Sparty is here at the moment and he is about 9 months, same cross as weller but he definately has his bum fluff coat still 
Comparing the two it is easy to see and feel the difference between adult and puppy coats. Weller is still soft but just thicker and so matts really easily. I will probably keep his coat short now, poor boy looks a mess......if anyone else had done this to him I would be sueing!!!!!!! There really was no way around it and still have more to do tomorrow, he had had enough for one day.
Can't put any pics on as I don't have any fig leaves to cover his modesty 

Good luck people enjoy your puppies before next year


----------



## DONNA (Jan 7, 2011)

Ive just been to my cousins and Dudley who is a black cockapoo is not the same dog!!! omg he has no fur left and his face looks like a poodle cut,my cousin said he stank and was full of matts so had no choice and she said she brushed him every day!!

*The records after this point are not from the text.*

PR #189, opened 2024-04-21
Fix fetch-contributors logic to thank new contributors

MahdiBM:
Apparently it only fetched first 30?! not sure if GitHub recently changed this or not.

### DIFF
--- a/Lambdas/GHHooks/EventHandler/Handlers/ReleaseMaker.swift
+++ b/Lambdas/GHHooks/EventHandler/Handlers/ReleaseMaker.swift
@@ -331,13 +331,13 @@ struct ReleaseMaker {
 
         if case let .ok(ok) = response,
            case let .json(json) = ok.body {
-            logger.debug("Found some contributors", metadata: [
+            logger.debug("Fetched some contributors", metadata: [
                 "page": .stringConvertible(page),
                 "count": .stringConvertible(json.compactMap(\.id).count)
             ])
             return json
         } else {
-            logger.warning("Could not find more contributors", metadata: [
+            logger.warning("Error when fetching contributors", metadata: [
                 "page": .stringConvertible(page),
                 "response": "\(response)"
             ])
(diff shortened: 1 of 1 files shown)


Lambdas/GHHooks/EventHandler/Handlers/ReleaseMaker.swift
```diff
@@ -299,21 +297,51 @@ struct ReleaseMaker {
     }
 
     func getExistingContributorIDs() async throws -> Set<Int> {
+        var page = 1
+        var contributorIds: [Int] = []
+        /// Hack: Vapor has around this amount of contributors and we know it, so better
+        /// to reserve enough capacity for it up-front.
+        contributorIds.reserveCapacity(250)
+        while let contributors = try await self.getExistingContributorIDs(page: page) {
+            let ids = (consume contributors).compactMap(\.id)
```
MahdiBM, line 306: btw i don't think these `consume`s do much since the type of the variable is not `NonCopyable`. At least not based on the latest info i have. Maybe later they'll implement something to ensure e.g. COW is skipped when using these keywords.

Lambdas/GHHooks/EventHandler/Handlers/ReleaseMaker.swift
```diff
@@ -299,21 +297,61 @@ struct ReleaseMaker {
...
+        var contributorIds: [Int] = []
+        /// Hack: Vapor has around this amount of contributors and we know it, so better
+        /// to reserve enough capacity for it up-front.
+        contributorIds.reserveCapacity(250)
+        while true {
+            let (ids, hasNext) = try await self.getExistingContributorIDs(page: page)
+            if ids.isEmpty {
+                break
+            }
+            contributorIds.append(contentsOf: consume ids)
```
MahdiBM, line 310: btw i don't think these `consume`s do much since the type of the variable is not `NonCopyable`. At least not based on the latest info i have. Maybe later they'll implement something to ensure e.g. COW is skipped when using these keywords.

PR #193, opened 2024-05-19
Revert usage of `HTTPClient.shared`

MahdiBM:
Revert commits related to using `HTTPClient.shared`.
I don't think using the shared HTTPClient is necessary for Penny. It only moves Penny out of the control of the `HTTPClient`.

### DIFF
--- a/Lambdas/AutoFaqs/AutoFaqsHandler.swift
+++ b/Lambdas/AutoFaqs/AutoFaqsHandler.swift
@@ -1,8 +1,10 @@
 import AWSLambdaRuntime
 import AWSLambdaEvents
+import AsyncHTTPClient
 import Foundation
 import SotoCore
 import Models
+import Shared
 import LambdasShared
 
 @main
@@ -14,11 +16,12 @@ struct AutoFaqsHandler: LambdaHandler {
     let autoFaqsRepo: S3AutoFaqsRepository
 
     init(context: LambdaInitializationContext) async {
-        let awsClient = AWSClient(
-            httpClientProvider: .createNewWithEventLoopGroup(context.eventLoop)
+        let httpClient = HTTPClient(
+            eventLoopGroupProvider: .shared(context.eventLoop),
+            configuration: .forPenny
         )
-        self.awsClient = awsClient
-        self.autoFaqsRepo = S3AutoFaqsRepository(awsClient: awsClient, logger: context.logger)
+        self.awsClient = AWSClient(httpClient: httpClient)
+        self.autoFaqsRepo = S3AutoFaqsRepository(awsClient: self.awsClient, logger: context.logger)
     }
 
     func handle(
--- a/Lambdas/AutoFaqs/AutoFaqsHandler.swift
+++ b/Lambdas/AutoFaqs/AutoFaqsHandler.swift
@@ -14,7 +14,10 @@ struct AutoFaqsHandler: LambdaHandler {
     let autoFaqsRepo: S3AutoFaqsRepository
 
     init(context: LambdaInitializationContext) async {
-        self.awsClient = AWSClient()
+        let awsClient = AWSClient(
+            httpClientProvider: .createNewWithEventLoopGroup(context.eventLoop)
+        )
+        self.awsClient = awsClient
         self.autoFaqsRepo = S3AutoFaqsRepository(awsClient: awsClient, logger: context.logger)
     }
 
--- a/Sources/Penny/Penny.swift
+++ b/Sources/Penny/Penny.swift
@@ -9,12 +9,38 @@ struct Penny {
     }
 
     static func start(mainService: any MainService) async throws {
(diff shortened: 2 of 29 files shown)


Lambdas/AutoFaqs/AutoFaqsHandler.swift
```diff
@@ -14,8 +16,12 @@ struct AutoFaqsHandler: LambdaHandler {
     let autoFaqsRepo: S3AutoFaqsRepository
 
     init(context: LambdaInitializationContext) async {
-        self.awsClient = AWSClient()
-        self.autoFaqsRepo = S3AutoFaqsRepository(awsClient: awsClient, logger: context.logger)
+        let httpClient = HTTPClient(
```
0xTim, line 19: Do we need to worry about shutting this down?

MahdiBM: I don't think so considering it'll only need to shutdown when the process is killed.

MahdiBM: See: https://swift-open-source.slack.com/archives/C5GMX4LP9/p1682667872540799?thread_ts=1682620274.444989&cid=C5GMX4LP9

Sources/Penny/Penny.swift
```diff
@@ -9,12 +10,34 @@ struct Penny {
...
+            eventLoopGroup: MultiThreadedEventLoopGroup.singleton,
+            configuration: .forPenny
+        )
+        let awsClient = AWSClient(httpClient: httpClient)
 
-        let bot = try await mainService.makeBot()
+        /// These shutdown calls are only useful for tests where we call `Penny.main()` repeatedly
+        defer {
+            /// Shutdown in reverse order of dependance.
+            try! awsClient.syncShutdown()
```
0xTim, line 24: We should not be doing this - this is a Swift bug in that it's not showing you a warning but these methods are (or should be) marked with `noasync` - we need to call the async shutdowns, which unfortunately means no defers

0xTim (changes requested):

Sources/Penny/Penny.swift
MahdiBM: Removed all `syncShutdown()`, let's see how the tests go.

Sources/Penny/Penny.swift
```diff
@@ -23,5 +39,10 @@ struct Penny {
         for await event in await bot.events {
             EventHandler(event: event, context: context).handle()
         }
+
+        /// These shutdown calls are only useful for tests where we call `Penny.main()` repeatedly
+        /// Shutdown in reverse order of dependance.
+        try! await awsClient.shutdown()
+        try! await httpClient.shutdown()
```
0xTim, line 46: Any reason for force try these?

Sources/Penny/Services/AutoFaqsService/DefaultAutoFaqsService.swift
```diff
@@ -49,7 +49,7 @@ actor DefaultAutoFaqsService: AutoFaqsService {
         }
     }
 
-    let httpClient: HTTPClient = .shared
+    var httpClient: HTTPClient!
```
0xTim, line 52: Why is this an IUO

Sources/Penny/Services/FaqsService/DefaultFaqsService.swift
```diff
@@ -10,7 +10,7 @@ import NIOHTTP1
 
 actor DefaultFaqsService: FaqsService {
 
-    let httpClient: HTTPClient = .shared
+    var httpClient: HTTPClient!
```
0xTim, line 13: IUO?

Tests/PennyTests/Tests/LeafRenderTests.swift
```diff
@@ -10,24 +10,34 @@ import NIOPosix
...
+            on: httpClient.eventLoopGroup.next()
         )
     )
 
     override func setUp() async throws {
         FakeResponseStorage.shared = FakeResponseStorage()
     }
 
+    override func tearDown() async throws {
+        try! await httpClient.shutdown()
```
0xTim, line 38:
```suggestion
        try await httpClient.shutdown()
```

0xTim (approved):
A few comments but nothing blocking

Sources/Penny/Penny.swift
MahdiBM: not really, just copy-pasta.

Sources/Penny/Services/FaqsService/DefaultFaqsService.swift
MahdiBM: There is a reason although i don't remember it off-hand.

MahdiBM: They are likely initialized first, then populated with the http client.

PR #1021, opened 2026-04-10
fix: set cookie secure flag to false in dev config

emimoir:
The dev config (`cfg/dev.yaml`) uses `http://localhost:8080` as its base URL but both session cookies have `secure: true`. Browsers refuse to store Secure cookies over plain HTTP, which causes a sign-in loop after successful authentication.

This sets both `cookie.secure` values to `false` so the dev setup works out of the box.

---
## Summary by cubic
Fixes the local sign-in loop by setting session cookies to `secure: false` in dev, and adds the Pebble dev root CA so the ACME client can trust the local directory.

- **Bug Fixes**
  - Updated `cfg/dev.yaml`: set both session cookies to `secure: false` for `http://localhost:8080`, and added `acme.root-ca` for `https://localhost:14000/dir`.

<sup>Written for commit 86c92d473c7d64fbadc561f51a89a8d78acf7f34. Summary will update on new commits.</sup>

### DIFF
--- a/cfg/dev.yaml
+++ b/cfg/dev.yaml
@@ -26,7 +26,7 @@ probod:
         domain: "localhost"
         secret: "this-is-a-secure-secret-for-cookie-signing-at-least-32-bytes"
         duration: 24
-        secure: true
+        secure: false
 
   trust-center:
     http-addr: ":8085"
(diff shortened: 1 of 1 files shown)


cfg/dev.yaml
```diff
@@ -87,6 +109,32 @@ probod:
       directory: "https://localhost:14000/dir"
       email: "admin@getprobo.com"
       key-type: "EC256"
+      root-ca: |
+        -----BEGIN CERTIFICATE-----
```
SachaProbo, line 113: You should not commit the cert.

PR #1034, opened 2026-04-13
Add membership and host to user webhook payload

SachaProbo:
Nest membership ID, role, and state into a membership sub-object in the user webhook payload. Also emit user:updated webhook when the membership role is changed.

---
## Summary by cubic
Add nested membership info to the user webhook payload and send the `X-Probo-Webhook-Host` header. Also emit `user:updated` when a membership role changes.

- **New Features**
  - Payload includes `membership` with `id`, `role`, and `state` (`user.membership`).
  - `user:updated` is emitted on membership role changes.
  - All user webhooks (created/updated/deleted) include `membership` when available; on deletes it may be null.
  - Webhook requests include `X-Probo-Webhook-Host`.

- **Migration**
  - `user.state` removed; use `user.membership.state`.
  - Read membership fields from `user.membership.id` and `user.membership.role`.
  - Expect additional `user:updated` events on role changes; adjust filters/handlers if needed.

<sup>Written for commit 06c0972551d062b9eb5d160db221e7e703d59318. Summary will update on new commits.</sup>

### DIFF
--- a/pkg/iam/organization_service.go
+++ b/pkg/iam/organization_service.go
@@ -273,6 +273,15 @@ func (s *OrganizationService) UpdateMempership(
 				return fmt.Errorf("cannot update membership: %w", err)
 			}
 
+			profile := &coredata.MembershipProfile{}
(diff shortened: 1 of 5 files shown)


gearnode (approved):
LGTM

PR #1053, opened 2026-04-16
Preserve shared connector on SCIM disconnect

aureliensibiril:
## Summary

`deleteSCIMConfiguration` unconditionally deleted the underlying OAuth2 connector together with the SCIM bridge and config. When the same Google Workspace connector was also referenced from `access_sources` (the case when Google Workspace is configured for both SCIM and Access Reviews), the `access_sources.connector_id` foreign key rejected the DELETE, aborting the whole transaction. Nothing was deleted and the resolver returned an INTERNAL error — but the frontend `updater` ran regardless and optimistically cleared `organization.scimConfiguration`, showing the user a false "disconnected" UI until the next refresh revealed the state had not changed.

## Changes

- **`feat(coredata)`** add `AccessSources.CountByConnectorID` — helper used to gate the disconnect flow on remaining references.
- **`fix(iam)`** `DeleteSCIMConfiguration` now skips the connector delete when any access source still references it. The bridge's own `connector_id` FK is `ON DELETE SET NULL`, so dropping the bridge alone is sufficient to unbind SCIM.
- **`fix(console)`** replace the custom `updater` on the Google Workspace disconnect mutation with a `@deleteRecord` directive on `deletedScimConfigurationId` (matching the idiom already used in `SCIMConfiguration.tsx`). `@deleteRecord` is a no-op when the returned id is null, so error responses no longer flip the UI.

## Test plan

- [x] Reproduce the original bug locally: click Disconnect on an org that has both a Google Workspace SCIM bridge and a Google Workspace access source referencing the same connector → mutation returns `INTERNAL`, DB rows untouched, UI shows false "disconnected" state until refresh restores "Connected".
- [x] `go vet ./pkg/coredata/... ./pkg/iam/...` → clean.
- [x] `make test MODULE=./pkg/coredata/...` → 70 tests pass.
- [x] `make test MODULE=./pkg/iam/...` → 111 tests pass.
- [x] `npm run relay` → regenerates `GoogleWorkspaceConnectorDeleteMutation.graphql.ts` with `"handle": "deleteRecord"`.
- [x] `cd apps/console && npx eslint` on the modified file → 0 errors; `npm run build` → no type errors.
- [x] End-to-end smoke in the dev environment after the fix:
[...]

PR #1054, opened 2026-04-16
Use typed error when SCIM bridge is not found

aureliensibiril:
## Summary

`OrganizationService.UpdateSCIMBridge` returned bare `fmt.Errorf("SCIM bridge not found")` strings on both not-found branches (resource missing in DB, and cross-tenant mismatch). Every other call site returning the same condition uses the typed `NewSCIMBridgeNotFoundError(bridgeID)` — see `pkg/iam/organization_service.go:1962` and `:2153`.

Switch both branches to the typed error so:
- Error shape is consistent across the service.
- Callers can detect the condition with `errors.As` instead of string matching.
- The GraphQL/CLI error mapping paths that already handle `*ErrSCIMBridgeNotFound` work uniformly for this resolver too.

## Test plan

- [x] `go build ./pkg/iam/...` → clean.
- [x] `go vet ./pkg/iam/...` → clean.
- [x] No behavior change for callers that already swallow the error into `gqlutils.Internal` — the typed error still unwraps to a human-readable string.

## Notes

Spotted during review of a separate SCIM disconnect bugfix (#1053). Split into its own PR because it's a preexisting inconsistency, not caused by that change.

---
## Summary by cubic
Return the typed `NewSCIMBridgeNotFoundError(bridgeID)` from `OrganizationService.UpdateSCIMBridge` in both not-found cases (bridge missing or cross-tenant mismatch). This keeps errors consistent with other call sites and lets callers and GraphQL/CLI mappers use `errors.As` to detect it.

<sup>Written for commit f5c59ba13bfba957325d8002926621f83d2acb3c. Summary will update on new commits.</sup>

### DIFF
--- a/pkg/iam/organization_service.go
+++ b/pkg/iam/organization_service.go
@@ -1670,14 +1670,14 @@ func (s OrganizationService) UpdateSCIMBridge(
 			err := bridge.LoadByID(ctx, tx, scope, bridgeID)
 			if err != nil {
 				if err == coredata.ErrResourceNotFound {
-					return fmt.Errorf("SCIM bridge not found")
+					return NewSCIMBridgeNotFoundError(bridgeID)
 				}
 
 				return fmt.Errorf("cannot load SCIM bridge: %w", err)
 			}
 
 			if bridge.OrganizationID != organizationID {
-				return fmt.Errorf("SCIM bridge not found")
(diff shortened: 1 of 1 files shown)


SachaProbo (approved):

SachaProbo:
Merged with 0a5dfc652f42782bab91796110390c038bca7cab

PR #1091, opened 2026-04-22
Handle SCIM user email rename via external ID fallback

SachaProbo:
When a user's email is renamed in the identity provider (e.g. Google Workspace), the external ID stays the same but the email changes. The SCIM CreateUser now falls back to external ID lookup when no profile is found by identity, and reassociates the existing profile to the new identity instead of failing with a 409 uniqueness error.

Also removes user emails from bridge sync error messages to avoid logging PII, using external IDs instead.

---
## Summary by cubic
Fixes SCIM user provisioning when an IdP renames a user’s email by falling back to external ID, reusing the existing profile, migrating the membership to the new identity, and updating the email to avoid 409s. Also replaces emails with external IDs in bridge sync errors to reduce PII.

- **Bug Fixes**
  - CreateUser: if no profile by identity, look up by external ID; if found, rebind the profile to the new identity, migrate the membership (preserve role), keep the same profile ID, and update email.
  - Data layer: added profile lookup by external ID; allowed updating `identity_id` in membership and profile updates.
  - Tests/bridge: added e2e tests for create/list/get/delete, email rename flow, duplicate handling, and auth; bridge sync errors now reference external IDs (create/update/delete/deactivate).

<sup>Written for commit e5e17d59ac6d28ccb238883cfa18bac68487248f. Summary will update on new commits.</sup>

### DIFF
--- a/pkg/iam/scim/service.go
+++ b/pkg/iam/scim/service.go
@@ -177,6 +177,7 @@ func (s *Service) CreateUser(
 
 		eventType := coredata.WebhookEventTypeUserUpdated
 		profile = &coredata.MembershipProfile{}
+
 		if err := profile.LoadByIdentityIDAndOrganizationID(
 			ctx,
 			tx,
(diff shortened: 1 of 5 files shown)


pkg/iam/scim/service.go
```diff
@@ -177,14 +177,30 @@ func (s *Service) CreateUser(
...
+		if profileErr != nil && errors.Is(profileErr, coredata.ErrResourceNotFound) && externalIdPtr != nil {
+			profileErr = profile.LoadByExternalIDAndOrganizationID(
+				ctx,
+				tx,
+				scope,
+				*externalIdPtr,
+				config.OrganizationID,
+			)
+		}
+
```
gearnode: inline the if

SachaProbo:
@cubic-dev-ai please review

At the moment i sit here every night and brush Buddy for 10mins till his furs all sliky just wish my daughter would let me do hers (LOL) now that is full of matts!


----------



## Mrs Hippiechick (Jul 26, 2011)

DONNA said:


> Ive just been to my cousins and Dudley who is a black cockapoo is not the same dog!!! omg he has no fur left and his face looks like a poodle cut,my cousin said he stank and was full of matts so had no choice and she said she brushed him every day!!
> 
> At the moment i sit here every night and brush Buddy for 10mins till his furs all sliky just wish my daughter would let me do hers (LOL) now that is full of matts!


off topic but have you tried a Tangle Teezer on your daughters hair? Works wonders on tangles (I use one on Archie now but he's still very puppy fluffy )


----------



## kendal (Jul 16, 2009)

dont just brush, use a comb and og ru to tip, you often think you are brushing realy well but your realy just brushing over the mat, a come with catch on the mat and you brush it out. 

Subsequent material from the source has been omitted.